Entries supplied.
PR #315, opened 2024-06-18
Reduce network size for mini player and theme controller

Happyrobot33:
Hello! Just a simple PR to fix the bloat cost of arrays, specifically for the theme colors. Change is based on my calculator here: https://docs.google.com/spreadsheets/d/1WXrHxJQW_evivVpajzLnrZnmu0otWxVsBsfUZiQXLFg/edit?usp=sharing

...

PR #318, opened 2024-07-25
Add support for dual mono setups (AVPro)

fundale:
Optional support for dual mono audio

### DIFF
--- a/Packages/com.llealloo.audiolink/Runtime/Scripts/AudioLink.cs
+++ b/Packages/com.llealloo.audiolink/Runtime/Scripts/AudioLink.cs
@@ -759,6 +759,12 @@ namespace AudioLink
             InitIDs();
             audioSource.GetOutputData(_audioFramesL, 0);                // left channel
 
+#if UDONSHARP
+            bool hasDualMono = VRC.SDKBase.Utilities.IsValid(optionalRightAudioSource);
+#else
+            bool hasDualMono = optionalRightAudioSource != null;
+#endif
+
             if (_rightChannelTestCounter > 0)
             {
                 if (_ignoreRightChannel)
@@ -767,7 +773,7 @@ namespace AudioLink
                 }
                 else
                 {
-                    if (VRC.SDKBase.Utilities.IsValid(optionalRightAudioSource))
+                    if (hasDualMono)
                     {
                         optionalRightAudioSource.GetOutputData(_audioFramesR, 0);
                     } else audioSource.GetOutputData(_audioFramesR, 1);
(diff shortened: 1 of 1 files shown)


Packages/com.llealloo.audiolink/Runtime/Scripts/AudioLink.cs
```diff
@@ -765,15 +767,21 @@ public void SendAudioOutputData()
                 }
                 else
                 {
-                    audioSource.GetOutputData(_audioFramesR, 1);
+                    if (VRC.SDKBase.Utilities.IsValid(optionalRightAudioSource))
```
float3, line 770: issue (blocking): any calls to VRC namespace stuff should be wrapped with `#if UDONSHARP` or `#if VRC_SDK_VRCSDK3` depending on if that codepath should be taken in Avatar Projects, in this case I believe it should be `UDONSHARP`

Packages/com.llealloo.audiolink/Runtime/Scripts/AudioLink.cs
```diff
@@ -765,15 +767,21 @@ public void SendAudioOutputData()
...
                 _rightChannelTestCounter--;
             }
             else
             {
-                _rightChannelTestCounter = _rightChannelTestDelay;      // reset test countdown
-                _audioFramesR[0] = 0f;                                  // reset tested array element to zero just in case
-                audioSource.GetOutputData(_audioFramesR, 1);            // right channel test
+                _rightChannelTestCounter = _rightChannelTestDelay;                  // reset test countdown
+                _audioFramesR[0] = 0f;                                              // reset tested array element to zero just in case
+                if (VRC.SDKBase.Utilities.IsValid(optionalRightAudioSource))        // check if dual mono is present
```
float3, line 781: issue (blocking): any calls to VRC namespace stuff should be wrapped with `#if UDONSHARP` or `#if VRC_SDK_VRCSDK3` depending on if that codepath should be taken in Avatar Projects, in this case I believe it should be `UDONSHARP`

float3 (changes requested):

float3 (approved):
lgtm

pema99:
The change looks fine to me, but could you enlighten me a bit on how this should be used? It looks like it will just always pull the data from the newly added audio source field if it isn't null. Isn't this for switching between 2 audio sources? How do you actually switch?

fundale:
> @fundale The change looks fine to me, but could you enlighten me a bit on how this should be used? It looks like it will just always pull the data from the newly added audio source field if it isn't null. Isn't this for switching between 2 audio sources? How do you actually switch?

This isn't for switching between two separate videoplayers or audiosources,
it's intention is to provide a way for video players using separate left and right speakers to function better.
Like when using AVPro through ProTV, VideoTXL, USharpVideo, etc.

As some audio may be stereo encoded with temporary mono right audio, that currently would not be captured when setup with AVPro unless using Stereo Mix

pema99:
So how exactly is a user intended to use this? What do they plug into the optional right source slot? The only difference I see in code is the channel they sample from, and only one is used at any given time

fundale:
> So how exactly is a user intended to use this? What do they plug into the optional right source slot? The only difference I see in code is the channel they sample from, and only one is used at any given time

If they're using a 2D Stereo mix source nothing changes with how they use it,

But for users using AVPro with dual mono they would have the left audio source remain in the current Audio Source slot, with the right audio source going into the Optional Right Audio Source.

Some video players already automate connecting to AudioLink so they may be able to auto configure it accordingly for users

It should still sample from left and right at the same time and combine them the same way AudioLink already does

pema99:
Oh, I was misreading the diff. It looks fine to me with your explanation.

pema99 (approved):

* * *

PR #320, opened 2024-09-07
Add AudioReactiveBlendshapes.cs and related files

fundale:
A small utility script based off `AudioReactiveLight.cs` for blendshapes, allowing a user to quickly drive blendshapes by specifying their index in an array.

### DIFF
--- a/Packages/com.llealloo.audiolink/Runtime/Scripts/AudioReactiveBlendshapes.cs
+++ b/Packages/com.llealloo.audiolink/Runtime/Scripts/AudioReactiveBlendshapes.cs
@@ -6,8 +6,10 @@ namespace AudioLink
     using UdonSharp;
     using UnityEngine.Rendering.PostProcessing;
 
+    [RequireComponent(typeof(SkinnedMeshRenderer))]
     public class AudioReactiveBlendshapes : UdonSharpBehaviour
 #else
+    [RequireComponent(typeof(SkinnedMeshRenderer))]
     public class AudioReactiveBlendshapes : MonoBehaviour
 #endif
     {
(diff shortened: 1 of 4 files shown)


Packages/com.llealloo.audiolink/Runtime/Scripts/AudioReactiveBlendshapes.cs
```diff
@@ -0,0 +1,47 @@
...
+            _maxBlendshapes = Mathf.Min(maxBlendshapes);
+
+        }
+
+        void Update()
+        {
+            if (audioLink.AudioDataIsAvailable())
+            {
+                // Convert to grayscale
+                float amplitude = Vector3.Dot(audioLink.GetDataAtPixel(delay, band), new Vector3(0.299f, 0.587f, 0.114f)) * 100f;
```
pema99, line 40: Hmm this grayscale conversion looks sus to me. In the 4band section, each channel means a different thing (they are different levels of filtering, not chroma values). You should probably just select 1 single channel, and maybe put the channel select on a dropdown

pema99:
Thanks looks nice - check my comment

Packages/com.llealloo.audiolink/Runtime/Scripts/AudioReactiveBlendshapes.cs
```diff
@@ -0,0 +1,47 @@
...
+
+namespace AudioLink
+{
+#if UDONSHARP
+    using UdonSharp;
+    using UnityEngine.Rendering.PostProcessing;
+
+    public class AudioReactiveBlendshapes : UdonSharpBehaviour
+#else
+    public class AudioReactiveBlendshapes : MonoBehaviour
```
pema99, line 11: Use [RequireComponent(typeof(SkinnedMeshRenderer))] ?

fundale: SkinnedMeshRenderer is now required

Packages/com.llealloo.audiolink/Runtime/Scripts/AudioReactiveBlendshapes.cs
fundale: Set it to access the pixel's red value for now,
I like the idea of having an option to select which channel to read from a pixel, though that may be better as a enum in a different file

Task directions. Collect each line above holding the string "difference".

Result below.
So how exactly is a user intended to use this? What do they plug into the optional right source slot? The only difference I see in code is the channel they sample from, and only one is used at any given time
> So how exactly is a user intended to use this? What do they plug into the optional right source slot? The only difference I see in code is the channel they sample from, and only one is used at any given time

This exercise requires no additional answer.